Score: 0

MissHDD: Hybrid Deterministic Diffusion for Hetrogeneous Incomplete Data Imputation

Published: November 18, 2025 | arXiv ID: 2511.14543v1

By: Youran Zhou, Mohamed Reda Bouadjenek, Sunil Aryal

Potential Business Impact:

Fixes missing info in computer charts.

Business Areas:
Predictive Analytics Artificial Intelligence, Data and Analytics, Software

Incomplete data are common in real-world tabular applications, where numerical, categorical, and discrete attributes coexist within a single dataset. This heterogeneous structure presents significant challenges for existing diffusion-based imputation models, which typically assume a homogeneous feature space and rely on stochastic denoising trajectories.
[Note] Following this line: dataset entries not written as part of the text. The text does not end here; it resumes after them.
Issue #1985, opened 2022-06-15
Predicate hash should be predicate bytecode root


simonr0204:
Issue #1913 added script and predicate bytecode hash to the output on compilation. For predicates, this should actually be the [root ](https://github.com/FuelLabs/fuel-specs/blob/master/specs/protocol/identifiers.md#contract-id) of the bytecode.   (i.e. `Contract::root_from_code(&bytecode)`)
 
 This is my bad - I thought it was the hash we needed as we've been referring to 'predicate hashes', but it turns out this is a legacy phrase from bitcoin script nomenclature (P2SH) . In Fuel, it's the root of the bytecode that we need.
 
 Note : for scripts, the correct value is the hash (so no need to change for scripts)

PR #1992, opened 2022-06-15
Don't emit hashes for predicates

mohammadfawaz:
Before fixing https://github.com/FuelLabs/sway/issues/1985 properly, I'm stopping `forc build` from emitting the bytecode hash for predicates.


kayagokalp (approved):
Tested locally, it works & LGTM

Such assumptions make it difficult to maintain conditional consistency, and they often lead to information collapse for categorical variables or instability when numerical variables require deterministic updates. These limitations indicate that a single diffusion process is insufficient for mixed-type tabular imputation. We propose a hybrid deterministic diffusion framework that separates heterogeneous features into two complementary generative channels. A continuous DDIM-based channel provides efficient and stable deterministic denoising for numerical variables, while a discrete latent-path diffusion channel, inspired by loopholing-based discrete diffusion, models categorical and discrete features without leaving their valid sample manifolds. The two channels are trained under a unified conditional imputation objective, enabling coherent reconstruction of mixed-type incomplete data. Extensive experiments on multiple real-world datasets show that the proposed framework achieves higher imputation accuracy, more stable sampling trajectories, and improved robustness across MCAR, MAR, and MNAR settings compared with existing diffusion-based and classical methods. These results demonstrate the importance of structure-aware diffusion processes for advancing deep learning approaches to incomplete tabular data.

Page Count
38 pages

Category
Computer Science:
Machine Learning (CS)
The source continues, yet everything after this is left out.